Axton jiggled his hand, studying the projector. “This is Centaxian.” A muscle ticked in his jaw. “They used our own tech against us.”

“Yes.” She felt the same simmering fury that was in his voice. It had been months since they’d defeated the Rahl and they were still haunting Centax.

“You move like liquid lightning when you fight,” he said.

Xenia felt a flush trying to work free. She wrestled it back. “My training.”

“Such lethal grace. No, I think it’s all you.”

She cleared her throat. Stick to the mission. “Let’s keep looking.” She headed to the next search grid.

Moments later, Axton called out. He was shining his light up at the roof and frowning. “There’s something up there.”

“On the roof?” She saw his ion light reflect off an object.

“Something suspended on a wire.” He wandered closer.

She did the same, zooming in with her enhanced vision. “It’s a Sync communicator.” Her pulse tripped. Finally, something.

They both stood below the dangling communicator.

“It’s too high up,” he said. “I’ll call to have someone bring a—”

Xenia bent her legs and jumped.

Her enhanced strength took her high into the air. She reached out her hand, arm extended straight above her head.

Her fingers brushed the Sync, but she wasn’t quite high enough.

She landed back beside Axton, crouching to absorb the impact. When she stood, he was watching her.

“Impressive.”

“But not enough. I just barely touched it.”

He cupped his palms together and put one knee down. “Let me give you a boost. Should give you enough extra height to reach it.”

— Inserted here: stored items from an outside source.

PR #31135, opened 2026-08-06
fix(mssql): foreign keys, temporal period columns and query-log truncation visibility

IceS2:
Three independent fixes found while testing the MSSQL connector on 2.0.

### Foreign keys were silently dropped

MSSQL's `get_foreign_keys` never returned `referred_database`, so `common_db_source`
built the referred table FQN with a `None` database, failed to look the table up and
discarded the constraint. No FK ever reached the catalogue.

`MSSQL_GET_FOREIGN_KEY` now selects `DB_NAME() AS referred_database`, mirroring how
`POSTGRES_FETCH_FK` returns `con_db_name`. It rides the query already being issued, so
there is no extra roundtrip, and it stays correct after a `USE`.

### Temporal tables lost their period columns

The dialect skipped every column with `generated_always_type in (1, 2)`, so the
`SysStartTime`/`SysEndTime` pair of a system-versioned table was missing from the
catalogue entirely. The columns are now reflected; the sampler excludes them from
sample-data queries instead, since `SELECT` against a period column is what the skip was
guarding.

`get_temporal_column_names` is shared by the MSSQL and AzureSQL samplers — AzureSQL had
its own private copy.

### Query-log truncation was invisible

`usage_source` and `lineage_source` logged "Query log file is truncated" at `debug`, so a
run that silently processed a fraction of the queries looked complete. Raised to
`warning` and reworded to say the results may be incomplete.


IceS2:
Looked at the temporal-column query finding. Keeping it as is, for two reasons.

`fetch_sample_data` is called once per sampler in `sampler_interface.generate_sample_data`, and a
sampler is built per table — so caching per `(schema, table)` can never hit. The cache would only
ever be written, never read.

The other suggestion, carrying a `generated_always` flag on the reflected columns, doesn't reach
this code: the sampler filters the OM `Column` entities it was handed, not live SQLAlchemy
reflection output, so the flag would have to be persisted on the entity — a spec change well
outside this fix.

What remains is one indexed `sys.columns` lookup per sampled table, issued immediately before a
`TABLESAMPLE` read of that same table. Worth revisiting if sample-data ingestion ever shows up in a
profile, but not on the evidence here.

Khairajani (commented):
Replacing this with inline comments on the specific lines.

ingestion/src/metadata/sampler/sqlalchemy/mssql/sampler.py
```diff
@@ -47,3 +50,12 @@ def get_sample_query(self, static: StaticSamplingConfig, *, column=None) -> CTE:
...
         return query.cte(f"{self.get_sampler_table_name()}_sample")
+
+    def fetch_sample_data(self, columns: Optional[List[Column]] = None) -> TableData:  # noqa: UP006, UP045
+        """Period columns are catalogued but kept out of the sample: they are row-validity
+        bookkeeping, not user data, and classifying them adds noise (issue #21329).
+        """
+        if columns:
+            temporal_cols = get_temporal_column_names(self)
+            columns = [col for col in columns if col.name not in temporal_cols]
+        return super().fetch_sample_data(columns)
```
Khairajani: If the filter removes *every* column, `columns` becomes `[]` — and the base method reads an empty list as "caller gave me nothing, use all of them":

```python
if not columns:
    sqa_columns = [col for col in inspect(ds).c if col.name != RANDOM_LABEL]  # everything
```

So "drop these columns" silently flips to "keep all of them", period columns included.

```suggestion
        if not columns:
            return TableData(columns=[], rows=[])
        return super().fetch_sample_data(columns)
```

ingestion/src/metadata/sampler/sqlalchemy/azuresql/sampler.py
```diff
@@ -82,7 +61,7 @@ def get_sample_query(self, static: StaticSamplingConfig, *, column=None) -> CTE:
     def fetch_sample_data(self, columns: Optional[List[Column]] = None) -> TableData:  # noqa: UP006, UP045
         sqa_columns = []
         if columns:
-            temporal_cols = self._get_temporal_column_names()
+            temporal_cols = get_temporal_column_names(self)
```
Khairajani: Same empty-list problem here, and this one is reachable in practice.

`sqa_columns if columns is not None else None` still hands `[]` to the base method, which treats it as "use all columns". `NOT_COMPUTE_PYODBC` feeds this same list — so a table whose columns are *all* `SQASGeography`/`UndeterminedType` un-filters straight back into the pyodbc error #27960 was written to prevent.

Worth guarding both samplers the same way: return empty `TableData` when nothing survives the filter.

ingestion/src/metadata/ingestion/source/database/mssql/utils.py
```diff
@@ -228,9 +226,6 @@ def get_columns(self, connection, tablename, dbname, owner, schema, **kw):  # py
     cols = []
     for row in cursr.mappings():
         name = row[columns.c.column_name]
```
Khairajani, line 228: This removes the period-column skip but nothing tests the new behaviour. Worth a `get_columns` test asserting a period column comes back — `test_mssql.py` already has mocked-cursor dialect tests to copy.

ingestion/src/metadata/ingestion/source/database/usage_source.py
```diff
@@ -152,9 +152,9 @@ def yield_table_queries(self) -> Iterable[TableQuery]:
                     logger.info(f"Processed {row_count} query log entries for usage")
                     result_limit = getattr(self.source_config, "resultLimit", None)
                     if isinstance(result_limit, int) and row_count >= result_limit:
-                        logger.debug(
+                        logger.warning(
```
Khairajani: This sits inside `for days in ...` and `for engine in ...`, and multi-DB sources yield one engine per database — so 20 databases over a 30-day window emits it up to 600 times per run. `lineage_source.py` is the same, once per engine. A run-scoped flag so it fires once would keep the signal without the flood.

ingestion/src/metadata/sampler/sqlalchemy/mssql/sampler.py
IceS2: Good catch, fixed in b7c8210.

`fetch_sample_data` now returns an empty `TableData` when the filter leaves nothing, rather than handing `[]` to the base method.

Worth flagging that the AzureSQL sampler had a test on `main` pinning the old behaviour — `test_all_columns_filtered_passes_empty_list_not_original` asserted the empty list *must* reach `super()`. That is precisely the inversion, so I rewrote it as `test_all_columns_filtered_returns_no_sample`, asserting the base is never reached and the returned `TableData` is empty.

ingestion/src/metadata/sampler/sqlalchemy/azuresql/sampler.py
IceS2: Fixed in b7c8210 — same guard, and I added `test_all_columns_unsupported_by_pyodbc_returns_no_sample` for exactly the case you describe: a table of only `SQASGeography` columns now returns an empty `TableData` instead of un-filtering back into the type -151 crash.

The `sqa_columns if columns is not None else None` dance is gone too; `None` still means "sample everything", anything else is filtered and an empty result short-circuits.

ingestion/src/metadata/ingestion/source/database/mssql/utils.py
IceS2: Added in b7c8210 — `TestMssqlTemporalPeriodColumns` in `test_mssql.py`, built on the mocked-cursor pattern as suggested.

`test_period_columns_are_reflected` feeds `get_columns` a row set of `id` / `SysStartTime` / `SysEndTime` where the period columns carry `generated_always_type` 1 and 2, and asserts all three come back. I checked it is not vacuous: restoring the old skip makes it fail with `assert ["id"] == ["id", "SysStartTime", "SysEndTime"]`.

ingestion/src/metadata/ingestion/source/database/usage_source.py
IceS2: You are right about the volume. Fixed in b7c8210.

The notice moved to `QueryParserSource.warn_if_query_log_truncated`, behind a run-scoped `_result_limit_warned` flag, and both sources call it. Unifying also removes the copy that had already drifted between the two files.

`test_the_notice_fires_once_per_run` pins it. Removing the flag makes it fail with **12** notices for usage (3 engines x 4 days) and **3** for lineage, which matches the arithmetic you described.

ingestion/src/metadata/sampler/sqlalchemy/mssql/sampler.py
```diff
@@ -47,3 +50,12 @@ def get_sample_query(self, static: StaticSamplingConfig, *, column=None) -> CTE:
...
         query = self.get_client().query(rnd)
         return query.cte(f"{self.get_sampler_table_name()}_sample")
+
+    def fetch_sample_data(self, columns: Optional[List[Column]] = None) -> TableData:  # noqa: UP006, UP045
+        """Period columns are catalogued but kept out of the sample: they are row-validity
+        bookkeeping, not user data, and classifying them adds noise (issue #21329).
+        """
+        if columns:
+            temporal_cols = get_temporal_column_names(self)
+            columns = [col for col in columns if col.name not in temporal_cols]
```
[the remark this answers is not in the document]
IceS2: The round-trip count is right, but caching per `(schema, table)` would not remove it. `generate_sample_data` calls `fetch_sample_data(self.columns)` once per table entity (`sampler_interface.py:173`), and the sampler is constructed per table — so every key is looked up exactly once and the cache would never hit. It would add memory and staleness for no saved queries.

The other suggestion is the real fix: carry the `generated_always` flag through reflection so the sample path can filter without asking again. That is a dialect + reflection change reaching past this PR, so I have left it out here rather than half-doing it.

For context on the cost: this is a `sys` catalogue lookup on an already-open session, alongside the sample query, row count, and metric queries the profiler already issues per table.

pmbrull (approved):

Khairajani (approved):
LGTM

PR #31136, opened 2026-08-06
fix(ui): stop a superseded Test Connection run from clobbering a newer result

IceS2:
Hitting **Test Connection** again while a run is still in flight leaves the first run's
timers alive. When they fire they overwrite the newer run's state, so the dialog can show
a stale success for a connection that has since been changed and now fails — or the
reverse.

`TestConnection` now keeps its timers in a ref and tags each run with an id. Callbacks
from a superseded run are ignored, and every timer is cleared on unmount, which also stops
the component polling a workflow after the dialog is closed.


IceS2:
Good catch — fixed in 9567a26a16.

The reachable path is the run's own expiry: the poll callback awaits `getWorkflowData`, the
2-minute timeout fires during that await and re-enables the button, and a run started from there
was then clobbered by the stale callback, which also cleared the *new* run's timers and left it
polling nothing. Re-checking `runId` after the await closes it.

Covered by a test that drives exactly that sequence; verified to fail with the new guard removed.

aniketkatkar97 (approved):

She really didn’t want to get too close to him, but the quicker they got the Codex back, the quicker she could be off on her next mission.

Xenia drew herself up. She put one boot onto Axton’s hands.

“Ready?” His eyes had a faint neon glow in the darkness.

“Ready.”

He flung her up and she used her own strength at the same time.

This time she gripped the Sync. One hard yank and it broke free of the wire.

She landed back beside Axton and held it up. “I—”

There was a strange thwap sound. She spun and saw a net fly out of the darkness.

It wrapped around her and knocked her back into Axton. The metal ropes of the net contracted, crushing their bodies together.

“What the hell?” he yelled.

His arms locked around her. She scrambled to stay on her feet, her face pressed against his chest.

The net tightened.

Then the floor beneath them gave way and they were falling.

Axton swallowed a groan at the hard landing. It was so dark that he struggled to make out anything. He had no idea where the ion light had ended up.

The ugly recollection of his prison cell lurked in the back of his mind. But the fact he wasn’t alone made it slink away. He mightn’t know where the hell he was, but he did know that he was trapped with Xenia’s body plastered against his. Things could be worse.

“The Rahl set a trap,” she said.

Most people would think her tone was emotionless, but Axton detected the faintest trace of anger vibrating in there. “Yes, they did. Can you tell where we are?”

“Some sort of…box under the floor. A trapdoor closed after us. The room is—”

She paused, and he guessed she was scanning their location.

“Four meters by four meters and made of metal.”